Aim of the task » Once you have located the line containing "must not be set" in the material below, return it exactly along with each line after it through the line containing "resp.Body.Close()".
Segment Start: Extracted material
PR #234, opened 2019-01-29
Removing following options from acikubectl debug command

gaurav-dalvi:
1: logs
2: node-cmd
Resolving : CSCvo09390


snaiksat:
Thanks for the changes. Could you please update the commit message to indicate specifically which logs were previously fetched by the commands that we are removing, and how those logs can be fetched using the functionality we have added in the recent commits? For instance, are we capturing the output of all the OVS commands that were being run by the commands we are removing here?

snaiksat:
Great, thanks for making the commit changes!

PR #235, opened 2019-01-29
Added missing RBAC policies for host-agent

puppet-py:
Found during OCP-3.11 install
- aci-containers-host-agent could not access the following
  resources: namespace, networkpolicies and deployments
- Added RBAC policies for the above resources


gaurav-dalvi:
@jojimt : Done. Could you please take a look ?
Segment End: Extracted material
Segment Start: Extracted material
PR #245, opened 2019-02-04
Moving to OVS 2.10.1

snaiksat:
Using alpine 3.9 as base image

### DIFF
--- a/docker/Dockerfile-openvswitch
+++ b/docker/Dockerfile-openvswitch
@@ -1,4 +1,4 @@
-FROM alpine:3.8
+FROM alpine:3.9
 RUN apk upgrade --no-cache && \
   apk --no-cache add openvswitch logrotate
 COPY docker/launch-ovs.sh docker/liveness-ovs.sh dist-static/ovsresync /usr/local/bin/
Segment End: Extracted material
Segment Start: Extracted material
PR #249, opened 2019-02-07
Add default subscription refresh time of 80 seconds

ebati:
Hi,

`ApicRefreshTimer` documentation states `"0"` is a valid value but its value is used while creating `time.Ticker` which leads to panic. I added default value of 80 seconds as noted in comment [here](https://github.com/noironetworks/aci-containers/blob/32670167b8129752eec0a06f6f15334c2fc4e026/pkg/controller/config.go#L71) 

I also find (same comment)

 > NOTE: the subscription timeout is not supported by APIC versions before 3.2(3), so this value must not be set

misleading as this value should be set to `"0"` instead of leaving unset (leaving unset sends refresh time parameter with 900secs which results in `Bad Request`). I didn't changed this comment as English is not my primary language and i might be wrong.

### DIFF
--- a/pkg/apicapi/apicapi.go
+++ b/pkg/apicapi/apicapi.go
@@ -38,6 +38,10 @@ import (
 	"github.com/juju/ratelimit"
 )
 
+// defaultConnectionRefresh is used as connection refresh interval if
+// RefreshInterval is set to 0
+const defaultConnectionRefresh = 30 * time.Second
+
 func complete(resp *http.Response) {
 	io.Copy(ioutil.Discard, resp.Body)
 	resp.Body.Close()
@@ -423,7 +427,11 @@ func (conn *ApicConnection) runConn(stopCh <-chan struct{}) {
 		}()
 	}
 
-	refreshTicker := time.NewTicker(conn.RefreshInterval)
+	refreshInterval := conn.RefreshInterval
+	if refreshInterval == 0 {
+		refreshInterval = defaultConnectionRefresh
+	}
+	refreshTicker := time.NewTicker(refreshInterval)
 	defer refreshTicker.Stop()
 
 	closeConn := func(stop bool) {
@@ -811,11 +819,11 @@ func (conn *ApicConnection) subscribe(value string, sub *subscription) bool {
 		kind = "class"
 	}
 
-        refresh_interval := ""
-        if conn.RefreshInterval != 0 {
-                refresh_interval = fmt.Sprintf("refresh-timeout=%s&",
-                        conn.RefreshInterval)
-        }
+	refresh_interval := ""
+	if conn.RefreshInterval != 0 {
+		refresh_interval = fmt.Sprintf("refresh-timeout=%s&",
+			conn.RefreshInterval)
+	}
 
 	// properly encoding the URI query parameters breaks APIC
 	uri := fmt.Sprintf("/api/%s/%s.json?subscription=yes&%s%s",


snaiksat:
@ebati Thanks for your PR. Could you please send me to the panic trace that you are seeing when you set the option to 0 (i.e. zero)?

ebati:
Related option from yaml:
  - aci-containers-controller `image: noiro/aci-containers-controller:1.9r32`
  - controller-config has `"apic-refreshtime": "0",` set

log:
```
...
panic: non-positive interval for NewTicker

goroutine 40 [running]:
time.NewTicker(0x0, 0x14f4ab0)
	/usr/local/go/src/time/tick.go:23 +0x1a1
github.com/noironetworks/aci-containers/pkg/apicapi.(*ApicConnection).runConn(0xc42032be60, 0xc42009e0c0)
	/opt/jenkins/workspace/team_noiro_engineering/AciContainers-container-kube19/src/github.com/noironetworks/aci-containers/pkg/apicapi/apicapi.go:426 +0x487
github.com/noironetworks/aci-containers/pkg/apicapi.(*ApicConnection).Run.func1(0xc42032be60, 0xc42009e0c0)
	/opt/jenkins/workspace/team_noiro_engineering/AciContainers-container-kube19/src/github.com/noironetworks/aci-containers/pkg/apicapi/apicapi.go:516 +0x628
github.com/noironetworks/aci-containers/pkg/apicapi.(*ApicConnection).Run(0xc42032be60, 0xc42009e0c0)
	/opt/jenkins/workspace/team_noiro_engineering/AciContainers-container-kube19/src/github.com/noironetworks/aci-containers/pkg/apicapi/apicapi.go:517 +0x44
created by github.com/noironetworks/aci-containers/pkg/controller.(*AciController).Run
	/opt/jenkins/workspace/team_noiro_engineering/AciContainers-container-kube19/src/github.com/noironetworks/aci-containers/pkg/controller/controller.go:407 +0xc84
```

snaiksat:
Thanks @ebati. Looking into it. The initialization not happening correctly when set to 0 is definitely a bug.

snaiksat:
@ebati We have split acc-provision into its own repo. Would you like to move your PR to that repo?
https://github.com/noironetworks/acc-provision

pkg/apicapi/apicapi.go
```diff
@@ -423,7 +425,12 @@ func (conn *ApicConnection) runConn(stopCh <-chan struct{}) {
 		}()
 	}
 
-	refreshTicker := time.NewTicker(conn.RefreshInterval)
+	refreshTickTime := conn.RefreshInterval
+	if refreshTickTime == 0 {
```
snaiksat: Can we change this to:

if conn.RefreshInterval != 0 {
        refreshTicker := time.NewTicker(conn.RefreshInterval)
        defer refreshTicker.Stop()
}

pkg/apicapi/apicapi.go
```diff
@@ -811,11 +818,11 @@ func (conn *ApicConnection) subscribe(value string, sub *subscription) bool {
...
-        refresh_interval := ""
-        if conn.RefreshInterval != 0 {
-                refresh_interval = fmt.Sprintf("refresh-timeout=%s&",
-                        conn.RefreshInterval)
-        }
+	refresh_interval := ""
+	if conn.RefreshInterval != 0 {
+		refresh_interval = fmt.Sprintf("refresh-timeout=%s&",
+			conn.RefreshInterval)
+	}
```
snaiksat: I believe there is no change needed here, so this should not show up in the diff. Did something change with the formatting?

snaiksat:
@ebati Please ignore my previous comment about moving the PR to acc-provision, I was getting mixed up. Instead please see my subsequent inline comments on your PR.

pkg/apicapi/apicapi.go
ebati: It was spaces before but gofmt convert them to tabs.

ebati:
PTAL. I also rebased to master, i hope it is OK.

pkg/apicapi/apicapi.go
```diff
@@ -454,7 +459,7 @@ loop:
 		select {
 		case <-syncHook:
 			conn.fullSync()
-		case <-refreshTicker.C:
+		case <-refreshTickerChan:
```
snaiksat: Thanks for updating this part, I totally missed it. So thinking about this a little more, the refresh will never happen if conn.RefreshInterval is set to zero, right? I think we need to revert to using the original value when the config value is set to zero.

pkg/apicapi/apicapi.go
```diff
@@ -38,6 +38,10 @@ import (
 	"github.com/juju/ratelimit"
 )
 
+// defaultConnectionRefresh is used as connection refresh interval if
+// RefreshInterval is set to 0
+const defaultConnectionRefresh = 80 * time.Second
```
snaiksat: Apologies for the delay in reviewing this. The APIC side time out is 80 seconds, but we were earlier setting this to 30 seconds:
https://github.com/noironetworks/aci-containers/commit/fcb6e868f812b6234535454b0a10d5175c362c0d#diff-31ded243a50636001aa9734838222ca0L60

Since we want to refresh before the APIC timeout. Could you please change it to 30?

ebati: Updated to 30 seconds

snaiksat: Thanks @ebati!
Segment End: Extracted material
Response for this exercise »
 > NOTE: the subscription timeout is not supported by APIC versions before 3.2(3), so this value must not be set

misleading as this value should be set to `"0"` instead of leaving unset (leaving unset sends refresh time parameter with 900secs which results in `Bad Request`). I didn't changed this comment as English is not my primary language and i might be wrong.

### DIFF
--- a/pkg/apicapi/apicapi.go
+++ b/pkg/apicapi/apicapi.go
@@ -38,6 +38,10 @@ import (
 	"github.com/juju/ratelimit"
 )
 
+// defaultConnectionRefresh is used as connection refresh interval if
+// RefreshInterval is set to 0
+const defaultConnectionRefresh = 30 * time.Second
+
 func complete(resp *http.Response) {
 	io.Copy(ioutil.Discard, resp.Body)
 	resp.Body.Close()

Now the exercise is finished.